| Listed entries |
______

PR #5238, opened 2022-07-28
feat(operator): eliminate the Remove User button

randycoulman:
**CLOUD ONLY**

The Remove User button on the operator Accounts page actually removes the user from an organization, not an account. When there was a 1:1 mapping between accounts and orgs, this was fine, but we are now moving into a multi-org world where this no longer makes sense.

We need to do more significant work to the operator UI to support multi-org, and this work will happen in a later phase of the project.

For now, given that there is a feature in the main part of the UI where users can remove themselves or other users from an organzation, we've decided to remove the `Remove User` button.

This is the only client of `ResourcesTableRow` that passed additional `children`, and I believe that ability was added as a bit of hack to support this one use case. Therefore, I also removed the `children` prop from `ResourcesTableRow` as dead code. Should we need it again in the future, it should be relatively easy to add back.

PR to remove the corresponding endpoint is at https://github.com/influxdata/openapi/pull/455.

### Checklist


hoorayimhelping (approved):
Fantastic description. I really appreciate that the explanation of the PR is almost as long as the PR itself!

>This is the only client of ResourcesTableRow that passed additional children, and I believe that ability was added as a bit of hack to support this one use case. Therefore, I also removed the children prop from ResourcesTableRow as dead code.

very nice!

______

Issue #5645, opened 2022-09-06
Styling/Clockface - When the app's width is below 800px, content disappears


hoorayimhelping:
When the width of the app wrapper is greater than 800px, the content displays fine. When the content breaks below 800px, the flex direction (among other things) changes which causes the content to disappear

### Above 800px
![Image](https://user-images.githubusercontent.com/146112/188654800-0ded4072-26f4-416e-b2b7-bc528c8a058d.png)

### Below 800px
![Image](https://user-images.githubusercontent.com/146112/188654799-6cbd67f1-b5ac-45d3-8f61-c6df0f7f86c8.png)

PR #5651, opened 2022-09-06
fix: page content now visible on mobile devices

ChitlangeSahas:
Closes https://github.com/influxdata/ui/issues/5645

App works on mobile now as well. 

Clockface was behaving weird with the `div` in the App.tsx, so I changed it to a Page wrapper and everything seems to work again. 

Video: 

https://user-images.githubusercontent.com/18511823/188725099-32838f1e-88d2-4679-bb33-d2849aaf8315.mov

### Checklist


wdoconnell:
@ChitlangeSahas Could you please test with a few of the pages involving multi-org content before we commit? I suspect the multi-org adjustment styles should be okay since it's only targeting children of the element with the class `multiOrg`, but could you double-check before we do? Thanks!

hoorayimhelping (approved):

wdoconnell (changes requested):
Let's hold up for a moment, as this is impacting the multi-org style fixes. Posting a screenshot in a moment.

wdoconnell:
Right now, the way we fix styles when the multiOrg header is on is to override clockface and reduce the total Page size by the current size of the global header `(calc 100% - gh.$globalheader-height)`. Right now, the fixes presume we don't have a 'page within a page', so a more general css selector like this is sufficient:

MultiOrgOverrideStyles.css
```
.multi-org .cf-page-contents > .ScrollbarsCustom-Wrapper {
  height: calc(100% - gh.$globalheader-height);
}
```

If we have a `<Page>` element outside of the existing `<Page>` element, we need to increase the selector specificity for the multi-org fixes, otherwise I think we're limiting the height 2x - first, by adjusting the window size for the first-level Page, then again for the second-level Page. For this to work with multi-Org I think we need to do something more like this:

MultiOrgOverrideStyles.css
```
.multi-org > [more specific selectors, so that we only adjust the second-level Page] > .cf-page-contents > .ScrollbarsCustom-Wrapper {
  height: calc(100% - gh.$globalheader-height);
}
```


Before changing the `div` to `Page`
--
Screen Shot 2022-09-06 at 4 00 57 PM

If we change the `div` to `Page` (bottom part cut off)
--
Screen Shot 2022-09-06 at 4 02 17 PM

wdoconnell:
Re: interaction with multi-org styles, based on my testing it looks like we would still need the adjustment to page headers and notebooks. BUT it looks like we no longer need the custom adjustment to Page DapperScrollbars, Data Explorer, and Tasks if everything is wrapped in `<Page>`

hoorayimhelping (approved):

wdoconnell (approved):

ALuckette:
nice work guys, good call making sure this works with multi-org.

______

| Problem description |
Wherever the string "contents" is found in the listing above, copy the line that contains it.

| Solution below |
.multi-org .cf-page-contents > .ScrollbarsCustom-Wrapper {
.multi-org > [more specific selectors, so that we only adjust the second-level Page] > .cf-page-contents > .ScrollbarsCustom-Wrapper {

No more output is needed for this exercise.